Consideration Set Mixed Logit in PyMC Marketing
Consideration Set Mixed Logit
This contribution extends the existing MixedLogit class with a two-stage consideration-then-choice structure. The core insight is that consumers do not evaluate every available alternative before deciding — they first form a consideration set (which products are even on the table) and only then choose among the products they actually considered. The implementation can be found in pymc-marketing here.
The Model
Stage 1 — Consideration:
\[ \pi_{nj} = \sigma\!\left(\gamma_{0j} + \sum_k \gamma_{zjk} \cdot \tilde{z}_{njk} + \eta_n\right) \]
where \(\tilde{z}_{njk}\) are mean-centred consideration instruments satisfying an exclusion restriction: they must be structurally separate from the utility covariates. At \(\tilde{z} = 0\), \(\pi = 0.5\) — only deviations from population-average screening drive consideration.
Stage 2 — Choice:
\[ P(j \mid n) = \operatorname{softmax}\!\left(\log \pi_{nj} + V_{nj}\right) \]
The bridge formula \(U^{\text{avail}}_{nj} = V_{nj} + \log \pi_{nj}\) integrates consideration directly into the utility index, so the mixed logit likelihood structure from the parent class is preserved without modification.
This is the discrete choice analogue of the key/query separation in transformer attention: the consideration instruments \(Z\) play the role of the query while the utility covariates \(X\) play the role of the value.
Identification
- Exclusion restriction: \(Z\) instruments must not appear in \(V_{nj}\). This identifies the consideration stage separately from the preference stage.
- Mean-centring: At average screening behaviour (\(\tilde{z} = 0\)) the consideration probability is exactly \(0.5\), so the utility intercept \(\alpha_j\) absorbs baseline alternative-specific effects. When
consideration_intercept=True, \(\gamma_{0j}\) and \(\alpha_j\) compete to explain baseline effects — use informative priors or constrain one set. - Random consideration (
random_consideration=True) adds a per-individual intercept \(\eta_n \sim \mathcal{N}(0, \sigma_{\text{consider}})\), capturing unobserved heterogeneity in “visibility” across all alternatives.
Implementation
from pymc_marketing.customer_choice.consideration_set_logit import (
ConsiderationSetMixedLogit,
ConsiderationInstruments,
)
instruments: ConsiderationInstruments = {
"Z_tilde": Z_tilde, # (N, J) mean-centred, or (N, J, K_z)

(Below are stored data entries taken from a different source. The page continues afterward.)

PR #1654, opened 2024-01-16
fix: flaky retry test

nedsalk:
Increased `expectedWaitTime` tolerance to 50. This is still in the acceptable range because `baseDuration` is 150, so anything off in the retry algorithm would be registered.


arboleya (approved):

arboleya:
Aren't these assertions redundant?

https://github.com/FuelLabs/fuels-ts/blob/7e7dae9cbac01bc1293fb26e16b8343b664a3eb9/packages/providers/test/retry.test.ts#L88-L92

https://github.com/FuelLabs/fuels-ts/blob/7e7dae9cbac01bc1293fb26e16b8343b664a3eb9/packages/providers/test/retry.test.ts#L115-L119

arboleya:
Also, shouldn't we be testing this on @browser as well?

https://github.com/FuelLabs/fuels-ts/blob/7e7dae9cbac01bc1293fb26e16b8343b664a3eb9/packages/providers/test/retry.test.ts#L32-L34

> cc @danielbate

nedsalk:
@arboleya Ha, I reorganized them into redundancy while organizing the tests. I fixed it in https://github.com/FuelLabs/fuels-ts/pull/1654/commits/d0da15f9f4a73aab1e994a6a470dad010e33f06d.

The idea is to verify that the mock repeats the retries the set amount of times, after which it hits the node again and returns the same name it returned before the mocks were set.

packages/providers/test/retry.test.ts
```diff
@@ -52,7 +52,7 @@ describe('Retries correctly', () => {
     // this might be something related to the event loop and how it schedules setTimeouts
     // expectedWaitTime minus 5ms seems like reasonable to allow
     expect(waitTime).toBeGreaterThanOrEqual(expectedWaitTime - 5);
-    expect(waitTime).toBeLessThanOrEqual(expectedWaitTime + 15);
+    expect(waitTime).toBeLessThanOrEqual(expectedWaitTime + 50);
```
arboleya, line 55: Isn't this still prone to flakiness?

Timeouts and small ms-drifts are fragile, as things can always run faster/slower.

nedsalk: I agree and that's the reason why we were having flakiness, but I don't have an idea how to test it in another manner. I'd be happy to discuss another take on it. We can also leave it with 50ms and see if the flakiness returns and then consider it further.

packages/providers/src/utils/auto-retry-fetch.test.ts
```diff
@@ -0,0 +1,111 @@
+import { safeExec } from '@fuel-ts/errors/test-utils';
+
+import type { FetchRequestOptions } from '../provider';
+
+import type { RetryOptions } from './auto-retry-fetch';
+import { autoRetryFetch, getWaitDelay } from './auto-retry-fetch';
+
+/**
+ * @group node
```
arboleya, line 9: Forgot this—_probably worth doing_.

> cc @danielbate 

```suggestion
 * @group node
 * @group browser
```

packages/providers/src/utils/auto-retry-fetch.ts
```diff
@@ -0,0 +1,78 @@
...
+   */
+  backoff?: Backoff;
+  /**
+   * Starting delay for backoff strategy. Default is 150ms.
+   */
+  baseDelay?: number;
+};
+
+/**
+ * Calculate the wait duration for the next retry attempt
```
arboleya, line 26: Tyop, my bad.

```suggestion
 * Calculate the delay for the next retry attempt
```

arboleya (changes requested):

packages/providers/src/utils/auto-retry-fetch.ts
```diff
@@ -0,0 +1,78 @@
...
+  retryAttemptNum: number = 0
+): NonNullable<ProviderOptions['fetch']> {
+  if (options === undefined) {
+    return fetchFn;
+  }
+
+  return async (...args) => {
+    try {
+      return await fetchFn(...args);
+    } catch (_error: unknown) {
```
nedsalk, line 64: @arboleya I merged this but didn't realize that you didn't actually add the `ECONNREFUSED` handling back https://github.com/FuelLabs/fuels-ts/pull/1662#discussion_r1455721427. I think it's better to have it like it was previously until we figure out all the use cases where we want to retry instead of retrying on _every_ error. This implementation would unnecessarily repeat rejected bad requests and delay feedback to the user.

arboleya: Yes, maybe I wasn't clear enough, but I left it for you. 👍 

That's what I mean by:
 - ["[...] ensure you didn't forget to test anything after re-adding the `ECONNREFUSED` conditional"](https://github.com/FuelLabs/fuels-ts/pull/1662#discussion_r1456024812)

packages/providers/src/utils/auto-retry-fetch.test.ts
```diff
@@ -0,0 +1,129 @@
...
+
+describe('autoRetryFetch', () => {
+  const url = 'http://anythibng.com';
+  const fetchOptions: FetchRequestOptions = { method: 'POST', headers: {}, body: '' };
+
+  const maxRetries = 5;
+  const baseDelay = 1;
+  const retryOptions: RetryOptions = { maxRetries, baseDelay, backoff: 'fixed' };
+  const econnRefusedError = new Error();
+  econnRefusedError.cause = { code: 'ECONNREFUSED' };
```
arboleya, line 66: Nit.

```suggestion

  const econnRefusedError = new Error();
  econnRefusedError.cause = { code: 'ECONNREFUSED' };
```

packages/providers/src/utils/auto-retry-fetch.test.ts
```diff
@@ -0,0 +1,129 @@
...
+  it('should retry until maxRetries and fail', async () => {
+    const fn = vi.fn(() => {
+      throw econnRefusedError;
+    });
+
+    const autoRetry = autoRetryFetch(fn, retryOptions);
+
+    const { error, result } = await safeExec(async () => autoRetry(url, fetchOptions, {}));
+
+    expect(fn).toHaveBeenCalledTimes(1 + maxRetries); // the 1 is for the first try that's not counted as a retry
```
arboleya, line 91: Nit.

```suggestion
    expect(fn).toHaveBeenCalledTimes(1 + maxRetries); // 1st call is not a retry
```

packages/providers/src/utils/auto-retry-fetch.test.ts
```diff
@@ -0,0 +1,129 @@
...
+        throw econnRefusedError;
+      }
+      return Promise.resolve(new Response());
+    });
+
+    const autoRetry = autoRetryFetch(fn, retryOptions);
+
+    const { error, result } = await safeExec(async () => autoRetry(url, fetchOptions, {}));
+
+    expect(fn).toHaveBeenCalledTimes(1 + maxRetries); // the 1 is for the first try that's not counted as a retry
```
arboleya, line 111: Nit.

```suggestion
    expect(fn).toHaveBeenCalledTimes(1 + maxRetries); // 1st call is not a retry
```

packages/providers/src/utils/auto-retry-fetch.ts
```diff
@@ -0,0 +1,82 @@
...
+   * Starting delay for backoff strategy. Default is 150ms.
+   */
+  baseDelay?: number;
+};
+
+/**
+ * Calculate the delay for the next retry attempt
+ * @param options - Retry options configuration
+ * @param retryAttemptNum - 1-based, tells which retry attempt is this
+ * @returns Next wait duration
```
arboleya, line 29: Tyop.

```suggestion
 * @returns Next wait delay
```

packages/providers/test/auto-retry-fetch.test.ts
```diff
@@ -0,0 +1,32 @@
+import Provider from '../src/provider';
+import type { RetryOptions } from '../src/utils/auto-retry-fetch';
+import * as autoRetryFetchMod from '../src/utils/auto-retry-fetch';
+
+// TODO: Figure out a way to import this constant from `@fuel-ts/wallet/configs`
+const FUEL_NETWORK_URL = 'http://127.0.0.1:4000/graphql';
+
+/**
+ * @group node
```
arboleya, line 9: Should we also run this one on browser env?

```suggestion
 * @group node
 * @group browser
```

arboleya (approved):
Great stuff! 🚀 

I left a couple of optional nits, one tyop, one question, one todo.

packages/providers/src/utils/auto-retry-fetch.ts
```diff
@@ -0,0 +1,82 @@
...
+  }
+
+  return async (...args) => {
+    try {
+      return await fetchFn(...args);
+    } catch (_error: unknown) {
+      const error = _error as Error & { cause?: { code: string } };
+      if (error.cause?.code !== 'ECONNREFUSED') {
+        throw error;
+      }
```
arboleya, line 68: Another one.

```suggestion

      /**
       * So far, we are auto-retrying only for `ECONNREFUSED` error.
       * TODO: Investigate if we should consider more errors.
       */
      if (error.cause?.code !== 'ECONNREFUSED') {
        throw error;
      }
```

packages/providers/test/auto-retry-fetch.test.ts
nedsalk: I'd add it because it can't hurt, although I don't see the clear benefit in running these types of tests in the browser as well because they are just function calls without any dependencies to anything.

nedsalk: We got a [failing test](https://github.com/FuelLabs/fuels-ts/actions/runs/7567069619/job/20605548932?pr=1654#step:9:90) because of this. @danielbate Do you have some insight into this?

arboleya: Interesting. Does it fail locally for you? It worked for me.

The only gotcha is the process takes a while to exit.

nedsalk: Running `pnpm test:browser` failed locally for me as well, with the same error.

nedsalk: Removed tag: https://github.com/FuelLabs/fuels-ts/pull/1654/commits/f59e20fc54ce2aa1e612e1cf7b83fe67ca3eae16

arboleya (approved):

Torres-ssf (approved):

PR #1659, opened 2024-01-17
chore: fix string replace in `rc` ci

danielbate:
Fixed [this](https://github.com/FuelLabs/fuels-ts/actions/runs/7548552848/job/20550861298) as string replacement should be like [this](https://github.com/FuelLabs/fuels-ts/actions/runs/7543914422/job/20536003398)


nedsalk (approved):

Torres-ssf (approved):

arboleya:
@danielbate It looks like things [broke](https://github.com/FuelLabs/fuels-ts/pull/1495/commits/1b0bb20d0bdb380ae40e0004d2774255df434c29) again [here](https://github.com/FuelLabs/fuels-ts/actions/runs/7556059402/job/20572290954).

If I may suggest something, perhaps we should go back to the [`if: false`](https://github.com/FuelLabs/fuels-ts/blob/master/.github/workflows/pr-release.yaml#L11) routine for auto-deploying this PR.

I say this because we'll move away from using RCs anyway, and it may be a waste of time to keep trying to fix this.

arboleya:
@Torres-ssf That doesn't mean you wouldn't have to implement something similar on the breaking-changes endeavor.

However, I believe that would be simpler since there will be no intermediary PRs.

danielbate:
@arboleya Agreed, just frustrating. Looks as though because both the `pull_request` and `push` events triggered the workflow, one had not finished publishing and therefore failed.

arboleya:
@danielbate Btw, it looks like the browser-testing PR also [failed](https://github.com/FuelLabs/fuels-ts/pull/1495/commits/268214814138ecb9cf4c90f8c6f194842c5e56c8) after we merged it.

danielbate:
Oh man, `if:false` it is

arboleya:
@danielbate Feel free to add another PR to remove this workflow then.

After that, I can turn the auto-release on/off directly on the `rc/salamander` branch.

arboleya:
Actually, the problem is that the `if: false` doesn't follow the same naming pattern and will break the FE integrations. 🤔

danielbate:
I think it still has merit individually releasing `@rc-salamander` tags, but will change the trigger to `pull request` only with an `rc/` check #1660

PR #1662, opened 2024-01-17
fix: auto-retry fetch calls, take #2

arboleya:
1. Renamed file/methods for more clarity
2. Moved the utility inside the `utils` directory
3. Unit-tested everything w/ 💯 coverage
4. Kept a very small integration test to ensure the method is called


packages/providers/src/call-retrier.ts
```diff
@@ -1,70 +0,0 @@
...
-
-  return async (...args) => {
-    try {
-      return await fetchFn(...args);
-    } catch (e: unknown) {
-      const error = e as Error & { cause?: { code?: string } };
-
-      if (error.cause?.code !== 'ECONNREFUSED') {
-        throw e;
-      }
```
arboleya, line 56: @nedsalk Note that I removed this `ECONNREFUSED` conditional.

Maybe I'm missing something, but I'd consider this an error that could _also_ be retried.

nedsalk: The idea was to retry _only_ on failure to connect to the fuel node. There is no point in retrying on an error like "not enough coins...".

arboleya: I see, thanks for clarifying.

In this case, we must add new test cases to cover this.

How did you narrow this error down to only `ECONNREFUSED`?

Could there be other valid cases that are not accounted for? For example, what if the user gets a rate-limit response or something else?

nedsalk: The discussions at the time were around not being able to connect so I just implemented that. I didn't think about other ways that the connection might be refused. I think it's best to create a discussion/issue around that.

arboleya: No worries, my main intention was to remove flakiness, which seems out of the way now. We can go like this now and revisit it later as necessary. Your implementation is almost as before, except for very tiny fixes, improvements, and docs. The big chunk of changes was by concentrating on unit-tests.

Note how it became easier to fully stress-test things in a unit fashion and keep an eye on the code coverage report to ensure you didn't forget to test anything after re-adding the `ECONNREFUSED` conditional.

```shell
pnpm test:filter packages/providers/src/utils/auto-retry-fetch.test.ts
open coverage/environments/node/index.html
```

coverage

packages/providers/src/utils/auto-retry-fetch.ts
```diff
@@ -0,0 +1,78 @@
...
+  const duration = options.baseDelay ?? 150;
+
+  switch (options.backoff) {
+    case 'linear':
+      return duration * retryAttemptNum;
+    case 'fixed':
+      return duration;
+    case 'exponential':
+    default:
+      return 2 ** (retryAttemptNum - 1) * duration;
```
arboleya, line 41: I forgot to mention that `**` is the same as `Math.pow`, while `^` is a [bitwise XOR](https://www.w3schools.com/js/js_bitwise.asp) operator.

nedsalk: Yeah, math brain fart from my side.

PR #2120, opened 2016-04-27
Check for MovieSD before MovieHD in Categorize.php

ghost:
Need to check for MovieSD before MovieHD since MovieHD can be true even though it's actually a SD release. This is because of the "x264" in the regex. Not sure why it's there but this is an ez fix for it.


niel:
Please see our contributing guidelines for how we accept PRs. https://github.com/nZEDb/nZEDb/wiki/Contributing-Code-For-Beginners-to-Git(hub)
Main thing to note is we expect PRs to be in a branch (not from dev). I'll manually update the code for this as it is such a simple change.
Thanks for your work. ;-)

ghost:
Sorry, I'll try to do better in the future.

PR #2122, opened 2016-04-29
Delete Releases with 0 completion

daimoniac:
Addresses issue #.
## 
##


kevinlekiller:
I don't think this is the right way to do it, because 0 can mean the completion has not been checked yet.

Bart39:
i agree, this is not the right way to do it

Bart39:
closing this as the dev's have agreed on a solution - will create a separate issue

Issue #1581, opened 2015-01-18
Req Feature: Search Movies


Loopher:
On the Admin page, under the option -> Release List -> Movies -> View (/admin/movie-list.php).  I would like to request a search option be added here to find a movie title that has already been scraped from the IMDB or Movie DB sites.  I have encountered some entries that are missing a poster or background (fanart) and it is very cumbersome to search for these titles by clicking on each page.

Another thing that I would like to request is a rescrape option for this section.  Some of the titles may have been prematurely added before the movie posters/fanart have been added to the IMDB/MovieDB sites.  

I really appreciate all that you guys do.  Keep up the awesome work!

Loopher

PR #2125, opened 2016-04-29
Req Feature: Search Movies #1581

ghost:
Added feature request #1581


b3rs3rk:
It looked fine except you didn't actually pass $movietitle to the getRange function in movie-list.php.  Once I added that the search worked as expected.  I'm guessing it was a change you forgot to push to your branch.  Thanks for the PR!

PR #2134, opened 2016-05-07
Remove annoying NZBs

ghost:
Usenet uploaders often include their own NZB. This gets its own release in the release table unless you change so you have more than 1 file required and what not. but if you don't want that you have annoying NZB releases cluttering up things. I added an option to hide these while browsing and instead be able to download the NZB release in the details view. Only included changes to theme Alpha because that's the one I use.

### DIFF
--- a/nzedb/Releases.php
+++ b/nzedb/Releases.php
@@ -62,7 +62,8 @@ class Releases
 		$this->passwordStatus = ($this->pdo->getSetting('checkpasswordedrar') == 1 ? -1 : 0);
 		$this->sphinxSearch = new SphinxSearch();
 		$this->releaseSearch = new ReleaseSearch($this->pdo, $this->sphinxSearch);
-		$this->showPasswords = self::showPasswords($this->pdo);
+        $this->showPasswords = self::showPasswords($this->pdo);
+        $this->hideuploadednzb = ($this->pdo->getSetting('hideuploadednzb') == 1 ? true : false);
 	}
 
 	/**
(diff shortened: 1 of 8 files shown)


resources/db/schema/data/10-settings.tsv
```diff
@@ -21,6 +21,7 @@ archive	fetch	end	0	Download/process the last rar or zip file(s) to check for a
 		fixnamesperrun	10	The maximum number of releases to check per run(threaded script only).	fixnamesperrun
 		fixnamethreads	1	The number of threads for fixReleasesNames. This includes md5, nfos and filenames.	fixnamethreads
 		grabstatus	1	Whether to update download counts when someone downloads a release.	grabstatus
+        hideuploadednzb 0   Hide NZB files that were uploaded to usenet by the original poster. hideuplaodednzb
```
b3rs3rk, line 24: Needs indentation fix here.

www/pages/details.php
```diff
@@ -101,7 +101,8 @@
 		'privateprofiles' => ($page->settings->getSetting('privateprofiles') == 1 ? true : false),
 		'releasefiles'    => (new ReleaseFiles($page->settings))->get($data['id']),
 		'searchname'      => $releases->getSimilarName($data['searchname']),
-		'failed'          => $fail->getFailedCount($data['id']),
+        'failed'          => $fail->getFailedCount($data['id']),
```
b3rs3rk, line 104: Fix indentations here.

nzedb/Releases.php
```diff
@@ -1190,6 +1235,32 @@ public function getSimilarName($name)
 		return implode(' ', array_slice(str_word_count(str_replace(['.', '_'], ' ', $name), 2), 0, 2));
 	}
 
+   /**
```
b3rs3rk, line 1238: Would need to comment what this function does.

nzedb/Releases.php
```diff
@@ -199,7 +200,50 @@ public function getBrowseRange($cat, $start, $num, $orderBy, $maxAge = -1, $excl
 	{
 		$orderBy = $this->getBrowseOrder($orderBy);
 
-		$qry = sprintf(
+        if ($this->hideuploadednzb) {
```
b3rs3rk, line 203: Duplicating the entire query is bad.  Just add an additional %s to the existing query and do the substitution in the correct place like this:

```
 +                FROM
+                (
+                    SELECT r.*, g.name AS group_name
+                    FROM releases r
+                    LEFT JOIN groups g ON g.id = r.group_id
+                    WHERE r.nzbstatus = %d
+                    %s
+                    AND r.passwordstatus %s
+                    %s %s %s %s
+                    ORDER BY %s %s %s
+                ) r

+                ORDER BY %7\$s %8\$s",
+                NZB::NZB_ADDED,
+                (isset($this->hideuploadednzb) ? 'AND r.name NOT LIKE "%.nzb\" yEnc" : ''),
+                $this->showPasswords,
+                $this->categorySQL($cat),
+                ($maxAge > 0 ? (" AND postdate > NOW() - INTERVAL " . $maxAge . ' DAY ') : ''),
```

nzedb/Releases.php
```diff
@@ -199,7 +200,50 @@ public function getBrowseRange($cat, $start, $num, $orderBy, $maxAge = -1, $excl
...
+                    re.releaseid AS reid,
+                    v.tvdb, v.trakt, v.tvrage, v.tvmaze, v.imdb, v.tmdb,
+                    tve.title, tve.firstaired
+                FROM
+                (
+                    SELECT r.*, g.name AS group_name
+                    FROM releases r
+                    LEFT JOIN groups g ON g.id = r.group_id
+                    WHERE r.nzbstatus = %d
+                    AND r.name NOT LIKE '%%.nzb\" yEnc'
```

"z_instrument_names": ["adspend", "shelf_position"],
}
model = ConsiderationSetMixedLogit(
choice_df=df,
utility_equations=[
"brand_a ~ price_a + quality_a | income",
"brand_b ~ price_b + quality_b | income",
"brand_c ~ price_c + quality_c | income",
],
depvar="choice",
covariates=["price", "quality"],
consideration_instruments=instruments,
consideration_intercept=False, # alpha_j absorbs baseline consideration
random_consideration=True, # per-individual consideration heterogeneity
)
idata = model.fit(target_accept=0.97, tune=2000)The class inherits the full MixedLogit interface: Wilkinson-style formula specification, non-centered parameterisation, panel data support, control-function endogeneity correction, apply_intervention, and sample_posterior_predictive.
Key Design Choices
- Numerically stable log-sigmoid: \(\log(\sigma(x)) = x - \operatorname{softplus}(x)\), avoiding the catastrophic cancellation in \(\log(\sigma(x) + \varepsilon)\) for large negative \(x\).
- Multi-instrument support: \(Z\) can be 2-D \((N, J)\) for a single instrument per alternative or 3-D \((N, J, K_z)\) for multiple instruments, with named coordinates surfaced in the posterior.
- Dimension-switch guard: switching \(Z\) from 2-D to 3-D after the model is built raises a clear
ValueError, preventing silent model mismatches onapply_intervention.